Pay as you go?
The WSJ discusses the current resuscitation of the concept of “pay as you go” and finds that it has heard this all before:
Some things in politics you can’t make up, such as President Obama’s re-re-endorsement Tuesday of “pay-as-you-go” budgeting. Coming after $787 billion in nonstimulating stimulus, a $410 billion omnibus to wrap up fiscal 2009, a $3.5 trillion 2010 budget proposal, sundry bailouts and a 13-figure health-care spending expansion still to come, this latest vow of fiscal chastity is like Donald Trump denouncing self-promotion. Check that. Even The Donald would find this one too much to sell.
But Mr. Obama must think the press and public are dumb enough to buy it, because there he was Tuesday re-selling the same “paygo” promises that Democrats roll out every election. Paygo is “very simple,” the President claimed. “Congress can only spend a dollar if it saves a dollar elsewhere.”

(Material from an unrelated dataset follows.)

PR #969, opened 2019-02-27
[WIP] Add default keystore path (content root) for better devops

rosona:


rosona:
Less reasonable demand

That’s what Democrats also promised in 2006, with Nancy Pelosi vowing that “the first thing” House Democrats would do if they took Congress was reimpose paygo rules that “Republicans had let lapse.” By 2008, Speaker Pelosi had let those rules lapse no fewer than 12 times, to make way for $400 billion in deficit spending. Mr. Obama repeated the paygo pledge during his 2008 campaign, and instead we have witnessed the greatest peacetime spending binge in U.S. history. As a share of GDP, spending will hit an astonishing 28.5% in fiscal 2009, with the deficit hitting 13% and projected to stay at 4% to 5% for years to come.
Pay as you go? There’s been no payment so far for this tragedy. But the bill will very likely be coming due shortly, and perhaps we’ll discover that even many Democrats object to having their pockets picked by the dissembling elites in Washington.

June 19th, 2009 at 12:10 pm
I wish America’s politicians would read “The Power of Small” ( http://tinyurl.com/cmdxg6 ). Smaller is definitely better, certainly when it comes to the budget, especially when the country is already drowning in debt. “Pay as you go” is a decent idea, although it’s a little arbitrary in its assumption that there is a correct budgetary level, and it should neither exceed nor go below that. Of course, as you point out, good ideas are often invoked and then ignored by those in charge of spending tax dollars. Pay as you go would be better than what we have now, which is ever-increasing spending, but what we really need is less spending and more saving.